Authors: Parvizi J, Huang R, Zmistowski B, Baron D.
Rothman Institute at Thomas Jefferson University Hospital Philadelphia, PA
Title: Surgical Treatment of Periprosthetic Joint Infection: Prognostic Classification
Background: It is our belief that the outcome of surgical treatment for periprosthetic joint infection (PJI) is under the influence of numerous host, organism and surgical factors. Based on current literature, there is no way of quantifying these risks. This study was designed to develop a prognostic classification for surgical treatment of PJI, which will allow a more informed discussion with the patients and may also influence the type of surgical treatment selected for patients with PJI.
Hypothesis/Purpose: What are the risk factors that can be used to determine the prognosis of patients undergoing treatment of PJI?

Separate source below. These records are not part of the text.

PR #89, opened 2015-09-02
Options

pbx0:
We needed to move the rolling upgrade to a subcommand because of its reliance on pre-compiled binaries making it ill-suited for automatic OS testing. 

Additionally I wanted a better way for these types of one-off tests that need special options, to be implemented as kola subcommands without polluting the kola package itself with all these options. I choose a way to pass test options that works for now, but i'm open to improving it as well.

These subcommand tests can just register themselves to avoid them being when running the automated tests. The test harness exports RunTest now so that subcommands don't need to write any kola cluster creation code.


kola/harness.go
```diff
@@ -151,8 +164,20 @@ func runTest(t *Test, pltfrm string) error {
 	for k := range t.NativeFuncs {
 		names = append(names, k)
 	}
+
+	// prevent unsafe access if tests ever become parallel and access
+	tempTestOptions := make(map[string]string, 0)
```
mischief: i'm not sure that this will ever be a problem in practice, because the options are written when the program starts, and (hopefully!) never written again. concurrent readers should be OK without locking.

mischief:
we will probably have to rework option passing in the future, but it works for now. lgtm

kola/harness.go
pbx0: Yeah, I figured it was unlikely, but just being careful. It would be odd for a test to do any writes, but, the api doesn't prevent it either I guess.

pbx0:
I agree, I'm leaving the option passing as it for now for lack of clearly better methods. The current way keeps more of the code out of the main kola package and its deficits (only string types) are made obvious.

pbx0:
retest this please

pbx0:
retest this please

pbx0:
retest this please

pbx0:
retest this please

PR #91, opened 2015-09-06
kola/tests/coretest: run id instead of calling user.Lookup to verify useradd

mischief:
the golang package for fedora does not link to libc, so when kolet is
compiled on fedora, user.Lookup tests will fail at runtime.


marineam:
LGTM

PR #92, opened 2015-09-06
adjust etcd health checks

mischief:
etcdctl output format has changed recently to include two instances of 'healthy' per member.

etcd also takes a bit more time to come up on aws, so raise the retry count and sleep interval.


marineam:
LGTM

PR #94, opened 2015-09-11
extract retrying function into util

mischief:


kola/tests/fleet/fleet.go
```diff
@@ -136,19 +137,21 @@ func Proxy(c platform.TestCluster) error {
 	var status []byte
 
 	// 5 seconds seems like a reasonable amount of time to make this happen.
```
pbx0: I think this comment is no longer relevant here. Deleting or moving down to the util.Retry call is probably fine.

mischief:
@pbx0 PTAL

pbx0:
I was wondering about the scope of the util package since all files affected are under kola, but, this could also be used under platform/gce.go and qemu.go for ssh retries so i think mantle/util is fine. Up to you if you want to add this to platform or not right now. LGTM

Issue #23, opened 2018-12-03
discussion about linux migration


yaute74:
To continue the discussion about linux migration [post=17225693.44]
When a user will upgrade to the 1.435 he will start with en empty database.
To prevent this problem I propose to modify the script ho.sh (to copy the database) like this:

```
#!/bin/sh
LAUNCHDIR="$(dirname "$0")"
LAUNCHDIR="`eval echo $LAUNCHDIR`"
HOHOME="~/.ho"
HOHOME="`eval echo $HOHOME`"
HOOLDHOME="~/.hattrickorganizer"
HOOLDHOME="`eval echo $HOOLDHOME`"

start(){

HODIR=/usr/lib/ho/

if [ ! -d "${HOHOME}" ]
then
echo "creating ${HOHOME}"
mkdir -m 777 "${HOHOME}"
echo "copying required ressource"
cp -R "${HODIR}/." "${HOHOME}"
fi

# For old versions
if [ ! -d ${HOHOME}/db ] && [ -d ${HOOLDHOME}/db ]
then
cp -r ${HOOLDHOME}/db ${HOHOME}/db
fi
..
```
Why did you say on the hattrick forum: "What you propose I guess will not work as you expect" ?

You propose to do it in the post install, but in the ho.sh script we create HOHOME directory, copy some files from HODIR. In that case it should be do in the post install, no ?

You plan to add it in the 'rpm' and 'deb' package ?
I don't know how Gradle work, but I can try to help you, if you need

akasolace:
@yaute74 ,  actually , I read too quickly your post in the forum this morning.
Now I see what you want to do, and you proposal looks good to me -yes, it will be done both for the .deb and the .rpm.
You can either open a pull request or I can make the changes you proposed myself, up to you, just let me know how you want to proceed

On another topic, as you are a Linux user.  What do you think of AppImage format? Do you think it would make sense to use it to distribute HO?

akasolace:
> -change ~/.ho by ~/.local/share/ho (because it's more standard for new product)

I actually did that in the version of the 1.435 beta, and some users complained about it, saying it was too difficult to find  :-)

> copy the db directory

copy it where ?

> do a backup of .hattrickorganizer

with current script, this folder is being left untouched, hence why do you want to back it ?

> If we can easly generate appimage with Gradle I think it's will be nice to propose deb, rpm and appimage.

Unfortunalty I do not think it is easy, I will leave as is for the time being,

akasolace:
closed by PR

PR #24, opened 2018-12-03
copy db from old user directory to new directory on Linux

yaute74:
my proposal for #23

### DIFF
--- a/buildResources/Linux/ho.sh
+++ b/buildResources/Linux/ho.sh
@@ -1,34 +1,42 @@
 #!/bin/sh
 
 LAUNCHDIR="$(dirname "$0")"
-HOHOME="~/.ho"
-HOHOME="`eval echo $HOHOME`"
 LAUNCHDIR="`eval echo $LAUNCHDIR`"
+HOHOME="~/.local/share/ho"
+HOHOME="`eval echo $HOHOME`"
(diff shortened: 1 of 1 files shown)


akasolace:
Thank you for the fast PR,

what ennoys me is that, there are now few beta testers that are running the Linux version.
This commit would break there install:
1) either we consider this in the script (maybe overdone for only 10 beta testers
2) I just communicate about it to beta testers

It is late, I'll think about it tomorrow. Meanwhile, you are input are welcome

yaute74:
For the backup you are right, it's better to do nothing. The user will be able to delete it after if he want.

For the ~/.local/ho it's not critical, it's just to be more standard. As we rename the home user, for the 435, I think it's the good time to do it. If users are annoyed by that leave it like that but it's a shame.

akasolace:
@yaute74  ok then I propose to keep the installation folder in ~/.ho , it is really a details and it would avoid to mess up things with the beta testers (I see it has been downloaded 26 times already).

Concerning the first point, you want to leave it untouched or do you want to ask the question to user within the script?

Could you please amend you PR accordingly, I will then merge it. 
Thank you

yaute74:
Personally I think the simples solution is the best: untouched

akasolace:
thank you

Issue #22, opened 2018-12-02
There no FW normal value in PlayerCompare (TAB Player Analysis)


mistermax80:
![schermata 2018-12-02 alle 17 25 49](https://user-images.githubusercontent.com/15519907/49342140-6f9dcb80-f657-11e8-97a7-149cf7ba4fa1.png)

mistermax80:
No this.
Following my preference - columns - squad:
![schermata 2018-12-02 alle 21 07 56](https://user-images.githubusercontent.com/15519907/49344372-66702700-f676-11e8-950a-8f36af538184.png)
And I have the issue in PlayerCompare:
![schermata 2018-12-02 alle 21 09 20](https://user-images.githubusercontent.com/15519907/49344391-b6e78480-f676-11e8-851c-631062830be7.png)
As you can see missing the FW value.

MMX80

akasolace:
@mistermax80 
are you making progress on this one ?

mistermax80:
No yet... Firstly I must complete my dev environment.
I have and issue on LookAndFeel Aqua when run in Intellij
I'm using macos.

akasolace:
@mistermax80 
It is a dependency issue. 
You should synchronize your gradle project. did you follow that [guide](https://www.jetbrains.com/help/idea/gradle.html#gradle_import)?

mistermax80:
I closed for error.

mistermax80:
@akasolace 
Sorry, but I don't understand how oper an PR.
Can you help me?

akasolace:
so you manage to run the code and to close the bug on your local installation, right?
Now you want to push  your changes?

I see that 

may be you can look at the contribution guidelines and in case you have further questions please let me know.
https://github.com/akasolace/HO/blob/master/docs/contributing.md

If you are new to git it may look intimidating, but you will soon appreciate how powerful it is

mistermax80:
@akasolace  ok thanks, I will update you soon...

mistermax80:
@akasolace 
I think to do done :)
Now I don't know what I will do.
Can you help me for the ultimate step?

akasolace:
Thank you !!

PR #25, opened 2018-12-07
#22

mistermax80:
There no FW normal value in PlayerCompare (TAB Player Analysis) #22


mistermax80:
@akasolace please... Now I stop activities.
But I'd like to know if my activities are correct.
1) fork your repo
2) in my master fork I create a branc named #issue22
3) commit and push
4) compare with your master and open request
I tried same test on git, because I never used.
Now I have in my rep 2 branc, what do I must?

Issue #35, opened 2018-12-13
Question about jar in HOHOME


yaute74:
Hello,

On Linux, in the ho.sh , if the directory ~/.ho don't exist, we create it and copy jar from /usr/lib/ho/
After that we start the application from ~/.ho

When I install the new release, as the directory ~/.ho already exist it don't copy the new jar from /usr/lib/ho and I use the old revision.
Why we don't use jar from /usr/lib/ho ? If it's mandatory I think we must modify the script

PS: in the Splash screen I have 1.435 **DEV** (I don't know if it's normal)

akasolace:
but in case of update, jars in  ~/.ho would be more recent than jars in /usr/lib/ho
so we would need to check if there are more reccent and copy only if it is the case

yaute74:
Sorry but I don't understand.
How jar in ~/.ho could be more recent than jar in /usr/lib/ho ?
When we update the application it install the jar in /usr/lib/ho

akasolace:
# Intro

1) until 1.434 included HO was hosted in `~/.hattrickorganizer`
2) new .deb creates data in `/usr/lib/ho/`

# .sh execution

#### step 1
```
if ~/.ho don't exist:
    copy data from /usr/lib/ho/ into ~/.ho
    if ~/.hattrickorganizer exists:
          copy db from ~/.hattrickorganizer into ~/.ho
```

#### step 2

```
if script launched from "/usr/bin":
     cd ~/.ho
else:
   stay in zip directory
```

# fresh install .db
        new files are installed in /usr/lib/ho/ 
       ~/.ho won't be updated because it already exists
       => this is not working
       the fix could be that the data copy from /usr/lib/ho/ into ~/.ho should be part of the post install script instead of ho.sh ?

# fresh install zip
         => should be ok

# update from .db
     new data are installed in ~/.ho   => should be ok

# update from zip
    new data are installed in folder => should be ok

akasolace:
> 
> 
> Sorry but I don't understand.
> How jar in ~/.ho could be more recent than jar in /usr/lib/ho ?
> When we update the application it install the jar in /usr/lib/ho

No, when we update the app the jars and other files are installed in /usr/lib/ho if launched from usr/bin or installed in the unzipped folder, if launched from .sh within unzip folder

akasolace:
I just realized my proposed solution would be fine for .deb and .rpm but maybe not for your arch packaging so maybe instead we can use one of the following alternatives.
[...]

PR #46, opened 2018-12-15
Linux startup

yaute74:
issue: #35 
Finaly do it in postintall is not the good solution, because we have rights problems (package are install with root) and if we have several users it's problem because we must copy for all users.

The solution I propose is close to what you proposed with the date of the jar.
We extract the version from the manifests and compare them.


akasolace:
should it not be  copy if   "$HOMEVERSION" < "$LIBVERSION"  ?

tonight I made quite some change on the way version and version updates are managed
could you just confirm your code is working with latest master and then I will merge it.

Methods: We retrospectively reviewed 187 consecutive patients with PJI of the hip treated at our institution with two stage revision between January 2000 and March 2010. Six patients died before reimplantation and were therefore excluded from our analyses. Of the remaining 181 patients, 71 patients required reoperation for infection control. Medical records were reviewed to identify patient demographics, comorbidities, microorganism factors, reoperations, and complications. Treatment failure was defined as any reoperation for infection. Logistic regression analyses were utilized to compare suspected risk factors between the treatment failure and controlled infection groups. A nomogram was created to create a prognostic classification criteria that allows us to determine outcome based on presence of risk factors.
Results: There was a significant difference in outcome of surgical treatment of PJI between patients. Elevated BMI, smoking, anemia, and connective tissue disease were the comorbid factors identified as predictors of treatment failure. Of organism factors, patients with culture negative, polymicrobial, and MRSA infections were more likely to fail 2 stage treatment for PJI.
Discussion: A prognostic model was created using these variables to define the risk of treatment failure based on presence of risk factors.
Conclusion: Although individualization of care is still needed, this prognostic classification can be used as guidelines to decide on the best treatment option for patients with PJI and allow better counseling of our patients with regard to outcome of treatment and ensuing expectations. In addition, this study highlights the importance of some reversible variables such as malnutrition, obesity, uncontrolled diabetes, and poor soft tissues that could be addressed before delivery of definitive care to these patients.